<<<<

PR #1109, opened 2020-06-09
Support selection ranges when requesting code actions

### LINKED ISSUE #1085: Request code actions at the cursor/selection when the selection is modified
The [rust-analyzer language server](https://rust-analyzer.github.io/manual.html#assists-code-actions) makes use of VSCode's behavior to request "diagnostic-less" code actions at the cursor whenever it changes. [A user reported this on discord](https://discord.com/channels/280102180189634562/645268178397560865/717091710739546182). We should mirror the behavior. This has already been observed and discussed [here](https://github.com/sublimelsp/LSP/pull/779#issuecomment-557704533).

Because code-actions returned from this type of request do not belong to any diagnostics, we may have to adjust the internal design of the code a little for this feature. For example, we should invalidate those type of code actions whenever the buffer is modified. Most likely we can re-use the logic present in highlights.py or color.py.

Also, the user cannot "see" these code actions unless they turned on the gutter bulb.

rchl:
- When requesting code actions using keyboard action, take whole selection
  range into account rather than just selection end point.
- Move code action requesting code into CodeActionsManager class to have
  one common endpoint. `get_matching_kinds` is left outside because
  it's imported by tests (but technically could also move it inside).
- (WIP) Trigger code actions on selection changes. This uses new ST4
  annotations feature to show the number of available code actions. It's
  better than bulb as bulb can't be clicked. The underline of the link
  looks a bit wrong in the annotation (seems like an ST bug). Also, it's
  not clear if we really want this feature. Maybe if we optimize it to
  not trigger for *all* selection changes (so not when typing).
- I guess we could support all selections for this feature instead of
  only the first one.

## Todo
- [x] Write tests

Resolves #1085


plugin/code_actions.py
```diff
@@ -323,14 +351,19 @@ def on_selection_modified_async(self) -> None:
...
+        diagnostics_by_config = filter_by_range(view_diagnostics(view), stored_range)
+        actions_manager.request_with_optional_diagnostics(view, diagnostics_by_config, self.handle_responses)
 
     def handle_responses(self, responses: CodeActionsByConfigName) -> None:
-        for _, items in responses.items():
-            self._actions.extend(items)
-        if len(self._actions) > 0:
-            self.show_bulb()
+        self._actions_by_config = responses
+        if any((action for action in self._actions_by_config.values())):
```
rwols, line 363: `if any(self._actions_by_config.values())` ?

plugin/code_actions.py
```diff
@@ -323,14 +351,19 @@ def on_selection_modified_async(self) -> None:
...
+            self.show_annotations()
+            if settings.show_code_actions_bulb:
+                self.show_bulb()
```
rwols, line 366: Shouldn't there be an `else` case here that removes bulbs and/or annotations in case the result params are empty?

plugin/code_actions.py
```diff
@@ -340,6 +373,17 @@ def show_bulb(self) -> None:
     def hide_bulb(self) -> None:
         self.view.erase_regions('lsp_bulb')
 
+    def show_annotations(self) -> None:
```
rwols, line 376: Things in the gutter are hoverable. Look at GitGutter for example. Perhaps we can use that to hover over this lightbulb and show code actions?

I was thinking to use annotations for diagnostics -- and remove the "active diagnostic" in the status bar to unclutter it. Not all servers use code actions, so reserving that feature just for code actions seems like a waste.

plugin/code_actions.py
```diff
@@ -382,7 +426,11 @@ class LspCodeActionsCommand(LspTextCommand):
     def run(self, edit: sublime.Edit, event: Optional[dict] = None) -> None:
         self.commands = []  # type: List[Tuple[str, str, CodeActionOrCommand]]
         self.commands_by_config = {}  # type: CodeActionsByConfigName
-        actions_manager.request(self.view, self.handle_responses, self.view.sel()[0].begin())
+        view = self.view
+        region = view.sel()[0]
```
rwols, line 430: Put this in a `try: ... except IndexError: ... ` block.

plugin/code_actions.py
```diff
@@ -340,6 +373,17 @@ def show_bulb(self) -> None:
     def hide_bulb(self) -> None:
         self.view.erase_regions('lsp_bulb')
 
+    def show_annotations(self) -> None:
+        flags = sublime.DRAW_NO_FILL | sublime.DRAW_NO_OUTLINE
+        actions_count = sum([len(actions) for actions in self._actions_by_config.values()])
```
rwols, line 378: `actions_count = sum(map(len, self._actions_by_config.values()))` ?

plugin/code_actions.py
rchl: But those are removed when starting the request at `on_selection_modified_async`.

plugin/code_actions.py
rchl: > Perhaps we can use that to hover over this lightbulb and show code actions?

So how would the flow look like?
 - The bulb is hovered, which shows a minihtml popup with "3 Code actions"? And then clicking it reveals the native popup?
 - Or on hovering the bulb we show a minihtml popup with already populated lists of code actions?

> I was thinking to use annotations for diagnostics

I guess it's a separate discussion but I think that might not be very practical as there is limited space (at least for the annotations added by `add_regions`.

rwols: Ah, the horizontal spacing is limited? Then I suppose it's suitable only for telling the user there exist code actions.

But if we have the annotations show up, perhaps we can remove the bulb? It would otherwise be double information.

rwols:
I would rather see merge commits than rebased commits. It's hard to see what is changed. And github gets confused with rebased commits. For small PRs it's okay to do rebases but for larger stories please use merges.

plugin/code_actions.py
rchl: I would use the gutter icon for everything if it would be possible to make gutter icon clickable. There is a way to handle that using some hack (https://github.com/daveleroy/sublime_debugger/issues/68) but it's not cool (we don't really know the position or extend of the icon reliably).

So I'm up for using those annotations, removing the bulb and the `show_code_actions_bulb` setting.

rchl:
> I would rather see merge commits than rebased commits. It's hard to see what is changed. And github gets confused with rebased commits. For small PRs it's okay to do rebases but for larger stories please use merges.

Yes, I try to avoid both during PR. In this case, I've just updated the commit message so nothing really changed.

plugin/code_actions.py
```diff
@@ -323,23 +351,39 @@ def on_selection_modified_async(self) -> None:
...
+                              'Packages/LSP/icons/lightbulb.png', flags)
 
     def hide_bulb(self) -> None:
         self.view.erase_regions('lsp_bulb')
 
+    def show_annotations(self) -> None:
+        flags = sublime.DRAW_NO_FILL | sublime.DRAW_NO_OUTLINE
+        actions_count = sum(map(len, self._actions_by_config.values()))
+        code_actions_link = make_link('subl:lsp_code_actions', '{} code action(s)'.format(actions_count))
+        self.view.add_regions('lsp_action_annottations', [self._stored_region], flags=flags,
```
rwols, line 380: lsp_action_annottations -> lsp_action_annotations

plugin/code_actions.py
```diff
@@ -323,23 +351,39 @@ def on_selection_modified_async(self) -> None:
...
+                              annotations=["<div class=\"actions\">{}</div>".format(code_actions_link)],
+                              annotation_color='yellow')
```
rwols, line 382: Can we use `var(--yellowish)` instead? Or `region.yellowish` ?

plugin/code_actions.py
```diff
@@ -323,23 +351,39 @@ def on_selection_modified_async(self) -> None:
...
+
+    def clear_annotations(self) -> None:
+        self.view.erase_regions('lsp_action_annottations')
```
rwols, line 385: lsp_action_annottations -> lsp_action_annotations

plugin/code_actions.py
rchl: None of those work.

rchl:
> I think the bulb is more suited for code actions than the annotations. The bulb is used in almost any editor/IDE to represent code actions.

The annotations are growing on me because I can see more information with it without really being distracted much.

I think that given how poor the gutter icon handling is in ST today, it doesn't make sense to use it.
When user sees it, he instinctively tries to click it and it does something very unexpected instead - changes selection. It's a bit of a disaster form UX perspective.
Other editors have better support for those.

rchl:
> Perhaps we can do both: show code actions and diagnostics as annotations. Because those diagnostic-less code actions appear on the same line as the caret “at worst”.

Not sure I get it.
Show diagnostics as annotations?
Often there is not much space for annotations - it depends on the length of the current line. So it would be impossible to really see the diagnostics properly in those cases. You would need to grab a mouse and hover the annotation.

rwols:
Yes: show diagnostics as annotations. Default/exec.py does it too, so they’re apparently supposed to be used for errors/warnings.

rchl:
I'm working on having at least one test for this but we don't really have a way to verify what was send in the request when using test server. So either we can skip the tests or I'll have to add something to test server.

rwols:
In a test, maybe you can use
```python
yield lambda: len(self.view.get_regions("lsp_action_annotations")) > 0
```
to "await" the moment when the code actions are visible? See tests/test_server_notifications.py for an example with diagnostics.

rchl:
But in this case I think I want to test something else. I want to assert that the range that was requested in `textDocument/codeAction` request matches document selection.

Checking for ranges won't help me as the ranges will be set to whatever I return in the response for that request. There is no validation for ranges at that point, we assume that server returned code actions filtered for given range.

rchl:
- There already is functionality to get the request's params, actually. Just need a small change to expose it.
- There is a bug with the code - when there are diagnostics in the range then the request has a range of the first diagnostics instead of whole selection.

rchl:
Rebased without any changes because I need new functions

rwols:
Again, I really prefer merges over rebases.

rchl:
But can github rebase onto one commit on merging? Because if not then merges have that minus that history looks like crap afterwise.

rchl:
I consider this ready.

PR #1111, opened 2020-06-11
Use the range formatter if there's no full range formatter

### LINKED ISSUE #1106: When there's only a documentRangeFormattingProvider, do "full" formatting via that capability
It can be the case that the server advertises only as documentRangeFormattingProvider, but not as documentFormattingProvider.

In that case, still allow the user to format the entire file simply by passing the entire range of the view to the range formatter.

see also https://github.com/microsoft/vscode/issues/99513

rwols:
close #1106

### DIFF
--- a/plugin/core/views.py
+++ b/plugin/core/views.py
@@ -151,12 +151,16 @@ def text_document_identifier(view: sublime.View) -> Dict[str, Any]:
     return {"uri": uri_from_view(view)}
 
 
+def entire_region(view: sublime.View) -> sublime.Region:
+    return sublime.Region(0, view.size())
+
+
 def entire_content(view: sublime.View) -> str:
-    return view.substr(sublime.Region(0, view.size()))
+    return view.substr(entire_region(view))
 
 
 def entire_content_range(view: sublime.View) -> Range:
-    return region_to_range(view, sublime.Region(0, view.size()))
+    return region_to_range(view, entire_region(view))
 
 
 def text_document_item(view: sublime.View, language_id: str) -> Dict[str, Any]:
--- a/plugin/formatting.py
+++ b/plugin/formatting.py
@@ -5,7 +5,10 @@ from .core.registry import LSPViewEventListener
 from .core.sessions import Session
 from .core.settings import settings
 from .core.typing import Any, List, Optional
-from .core.views import will_save_wait_until, text_document_formatting, text_document_range_formatting
+from .core.views import entire_region
+from .core.views import text_document_formatting
+from .core.views import text_document_range_formatting
+from .core.views import will_save_wait_until
 
 
 def apply_response_to_view(response: Optional[List[dict]], view: sublime.View) -> None:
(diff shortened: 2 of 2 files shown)


plugin/formatting.py
```diff
@@ -59,13 +59,23 @@ class LspFormatDocumentCommand(LspTextCommand):
...
+        return super().is_enabled() or bool(self.session(LspFormatDocumentRangeCommand.capability))
+
     def run(self, edit: sublime.Edit, event: Optional[dict] = None) -> None:
         session = self.session(self.capability)
-        file_path = self.view.file_name()
-        if session and file_path:
-            session.send_request(
-                text_document_formatting(self.view),
-                lambda response: apply_response_to_view(response, self.view))
+        if session:
```
rchl, line 67: Why no `file_name()` check anymore?

plugin/formatting.py
```diff
@@ -59,13 +59,23 @@ class LspFormatDocumentCommand(LspTextCommand):
...
+            # Either use the documentFormattingProvider ...
+            session.send_request(text_document_formatting(self.view), self.on_result)
+        else:
+            session = self.session(LspFormatDocumentRangeCommand.capability)
+            if session:
+                # ... or use the documentRangeFormattingProvider and format the entire range.
+                req = text_document_range_formatting(self.view, sublime.Region(0, self.view.size()))
```
rchl, line 74: We could change `entire_content_range` to `entire_content_region` and use it here.
One place that uses `entire_content_range` could be changed to convert the region with `region_to_range`.

rchl:
Nice PR number

plugin/formatting.py
rwols: That's already taken care of in `self.session(...)`.

plugin/core/views.py
```diff
@@ -151,12 +151,16 @@ def text_document_identifier(view: sublime.View) -> Dict[str, Any]:
...
+def entire_region(view: sublime.View) -> sublime.Region:
+    return sublime.Region(0, view.size())
+
+
 def entire_content(view: sublime.View) -> str:
-    return view.substr(sublime.Region(0, view.size()))
+    return view.substr(entire_region(view))
 
 
 def entire_content_range(view: sublime.View) -> Range:
```
rchl, line 162: Would be more accurate with `_region` suffix.

plugin/core/views.py
```diff
@@ -151,12 +151,16 @@ def text_document_identifier(view: sublime.View) -> Dict[str, Any]:
     return {"uri": uri_from_view(view)}
 
 
+def entire_region(view: sublime.View) -> sublime.Region:
```
rchl, line 154: Kinda goes out-of-line with naming? `entire_content_region` would match equivalent function better?

rwols: Renamed in 62cf41e3b17a91316772fa416a061965a2bd19a9

PR #1113, opened 2020-06-11
Fix debouncing equality check on making selection

rchl:
On extending selection "sel().begin()" point does change as it denotes
beginning of selection, not end. So the check that compares current point
with stored point would always be True.

That resulted in trigger many many requests on making a selection as
all debounced request would go through.

### DIFF
--- a/plugin/color.py
+++ b/plugin/color.py
@@ -46,7 +46,7 @@ class LspColorListener(LSPViewEventListener):
             sel = self.view.sel()
             if len(sel) < 1:
                 return
-            current_point = sel[0].begin()
+            current_point = sel[0].b
             if self._stored_point != current_point:
                 self._stored_point = current_point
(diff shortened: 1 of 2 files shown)


rchl:
There is also another issue with debouncer - I would expect it to batch denounce requests and drop all but the latest (regardless of the lambda function check). That would require it to be a class that is instantiated and stored on the instance, I guess.

Why? Because we can still get handler triggered multiple times if we move the cursor left and right a couple of times quickly and end up at the initial location at the end. If you know what I mean.

rwols:
> There is also another issue with debouncer - I would expect it to batch denounce requests and drop all but the latest (regardless of the lambda function check). That would require it to be a class that is instantiated and stored on the instance, I guess.

Yes. There's also the problem that these debounced functions keep the object alive after it should have died (e.g. when the user closes the view, all pending functions for highlight / code actions / doc sync should be dropped).

PR #1117, opened 2020-06-12
Add release scripts from GitGutter

rchl:
I have tried the Build command locally and it worked. The new commit and tag were created.

The build command takes the latest version file from `/messages/*` and creates build based on that so the file should be created first.

Haven't tried the Release command obviously.

BTW. The script stores the new version number in `VERSION` file. We have our own version number in `sessions.py` so we should sync those. Maybe have a `version.py` file somewhere that the script would update?


rchl:
Messed up by including some local changes. Will try again.

PR #1118, opened 2020-06-12
Add release scripts from GitGutter

rchl:
I have tried the Build command locally and it worked. The new commit and tag were created.

The build command takes the latest version file from /messages/* and creates build based on that so the file should be created first.

Haven't tried the Release command obviously.

BTW. The script stores the new version number in VERSION file. We have our own version number in sessions.py so we should sync those. Maybe have a version.py file somewhere that the script would update?


release.py
```diff
@@ -0,0 +1,203 @@
...
+
+        def is_visible(self) -> bool:
+            settings = sublime.load_settings(SETTINGS)
+            return settings.has('github_token')
+
+        def run(self) -> None:
+            """Built a new release."""
+            build_release()
+
+    InternalBuildReleaseCommand.__name__ = '{}BuildReleaseCommand'.format(camel_case_prefix)
```
rwols, line 187: Why do it like this?

rchl: For reusability. I'd like to use this script in LSP packages also and having to change this code for each of them is cumbersome. It's easier if all configuration is at the top.

To be fair, it would be even better if the script would read an external configuration file instead so it doesn't have to be adjusted at all.

rwols: I see. I think a json configuration file would be better suited for this.

makefile
```diff
@@ -0,0 +1,12 @@
...
+
+release:
+	build_release
+	./release publish --token `cat $HOME/.github_access_token`
+
+build_docs:
+	mkdocs
+
+publish_docs:
+	mkdocs gh-deploy
```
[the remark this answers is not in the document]
rchl: Done all three.

release.py
rchl: Agreed, will do that.

Makefile
```diff
@@ -0,0 +1,12 @@
+build_release:
+	python3 ./release.py build
+
+release:
+	build_release
```
rwols, line 5: Should this not be in the prerequisites of the `release` target?

```make
release: build_release
    python3 ./release.py publish ...
```

All in all I think this makefile is pretty dumb. There's no mechanism to tell whether a target's prerequisites have already been satisfied. That's the whole point of Make. And Make is not installed on windows by default. So it can just as well be a bash script.

rchl: Agreed. Removed.

release.py
rchl: BTW. Alternatively, I could just remove those commands. The shell script should be enough really.

rwols: I agree the shell scripts should be enough :)

rchl:
Hmm, should move the script so it's not picked up by ST as a plugin...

>>>>

» **PROBLEM DETAILS**:
Repeat each line of the data above, exactly as it appears, from the first through the line that contains "The [rust-analyzer language".

» **EXERCISE ANSWER**:
PR #1109, opened 2020-06-09
Support selection ranges when requesting code actions

### LINKED ISSUE #1085: Request code actions at the cursor/selection when the selection is modified
The [rust-analyzer language server](https://rust-analyzer.github.io/manual.html#assists-code-actions) makes use of VSCode's behavior to request "diagnostic-less" code actions at the cursor whenever it changes. [A user reported this on discord](https://discord.com/channels/280102180189634562/645268178397560865/717091710739546182). We should mirror the behavior. This has already been observed and discussed [here](https://github.com/sublimelsp/LSP/pull/779#issuecomment-557704533).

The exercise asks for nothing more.